=== About this exercise ===
The data is to be reproduced in full and without error.

Dataset records
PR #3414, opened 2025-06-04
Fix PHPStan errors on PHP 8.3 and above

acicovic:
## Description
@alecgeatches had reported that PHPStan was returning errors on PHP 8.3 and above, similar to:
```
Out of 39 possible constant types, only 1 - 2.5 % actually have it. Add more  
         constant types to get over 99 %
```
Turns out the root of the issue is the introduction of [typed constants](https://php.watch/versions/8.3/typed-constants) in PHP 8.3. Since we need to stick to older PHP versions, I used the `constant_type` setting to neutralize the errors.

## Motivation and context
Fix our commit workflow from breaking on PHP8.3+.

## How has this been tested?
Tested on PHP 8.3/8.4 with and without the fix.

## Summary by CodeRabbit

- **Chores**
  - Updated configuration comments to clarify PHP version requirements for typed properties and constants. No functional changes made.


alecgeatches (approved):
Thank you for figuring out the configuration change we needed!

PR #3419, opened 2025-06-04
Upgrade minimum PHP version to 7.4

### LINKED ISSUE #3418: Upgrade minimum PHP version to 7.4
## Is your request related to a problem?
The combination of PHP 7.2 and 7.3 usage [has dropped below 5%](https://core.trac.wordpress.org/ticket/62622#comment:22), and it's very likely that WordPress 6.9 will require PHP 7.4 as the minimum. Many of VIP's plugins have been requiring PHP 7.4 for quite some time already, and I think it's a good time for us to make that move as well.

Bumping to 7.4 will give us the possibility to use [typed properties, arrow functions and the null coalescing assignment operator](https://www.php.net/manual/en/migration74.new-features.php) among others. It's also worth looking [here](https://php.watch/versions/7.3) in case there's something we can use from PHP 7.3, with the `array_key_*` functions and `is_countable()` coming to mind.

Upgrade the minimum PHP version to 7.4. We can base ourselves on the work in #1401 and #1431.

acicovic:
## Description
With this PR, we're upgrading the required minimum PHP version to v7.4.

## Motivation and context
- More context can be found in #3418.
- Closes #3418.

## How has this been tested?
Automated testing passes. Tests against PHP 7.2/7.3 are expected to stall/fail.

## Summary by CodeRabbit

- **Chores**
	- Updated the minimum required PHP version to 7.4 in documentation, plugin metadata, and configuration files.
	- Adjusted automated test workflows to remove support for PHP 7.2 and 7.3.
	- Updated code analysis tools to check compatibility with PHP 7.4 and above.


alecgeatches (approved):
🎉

=== Result ===
PR #3414, opened 2025-06-04
Fix PHPStan errors on PHP 8.3 and above

acicovic:
## Description
@alecgeatches had reported that PHPStan was returning errors on PHP 8.3 and above, similar to:
```
Out of 39 possible constant types, only 1 - 2.5 % actually have it. Add more  
         constant types to get over 99 %
```
Turns out the root of the issue is the introduction of [typed constants](https://php.watch/versions/8.3/typed-constants) in PHP 8.3. Since we need to stick to older PHP versions, I used the `constant_type` setting to neutralize the errors.

## Motivation and context
Fix our commit workflow from breaking on PHP8.3+.

## How has this been tested?
Tested on PHP 8.3/8.4 with and without the fix.

## Summary by CodeRabbit

- **Chores**
  - Updated configuration comments to clarify PHP version requirements for typed properties and constants. No functional changes made.


alecgeatches (approved):
Thank you for figuring out the configuration change we needed!

PR #3419, opened 2025-06-04
Upgrade minimum PHP version to 7.4

### LINKED ISSUE #3418: Upgrade minimum PHP version to 7.4
## Is your request related to a problem?
The combination of PHP 7.2 and 7.3 usage [has dropped below 5%](https://core.trac.wordpress.org/ticket/62622#comment:22), and it's very likely that WordPress 6.9 will require PHP 7.4 as the minimum. Many of VIP's plugins have been requiring PHP 7.4 for quite some time already, and I think it's a good time for us to make that move as well.

Bumping to 7.4 will give us the possibility to use [typed properties, arrow functions and the null coalescing assignment operator](https://www.php.net/manual/en/migration74.new-features.php) among others. It's also worth looking [here](https://php.watch/versions/7.3) in case there's something we can use from PHP 7.3, with the `array_key_*` functions and `is_countable()` coming to mind.

Upgrade the minimum PHP version to 7.4. We can base ourselves on the work in #1401 and #1431.

acicovic:
## Description
With this PR, we're upgrading the required minimum PHP version to v7.4.

## Motivation and context
- More context can be found in #3418.
- Closes #3418.

## How has this been tested?
Automated testing passes. Tests against PHP 7.2/7.3 are expected to stall/fail.

## Summary by CodeRabbit

- **Chores**
	- Updated the minimum required PHP version to 7.4 in documentation, plugin metadata, and configuration files.
	- Adjusted automated test workflows to remove support for PHP 7.2 and 7.3.
	- Updated code analysis tools to check compatibility with PHP 7.4 and above.


alecgeatches (approved):
🎉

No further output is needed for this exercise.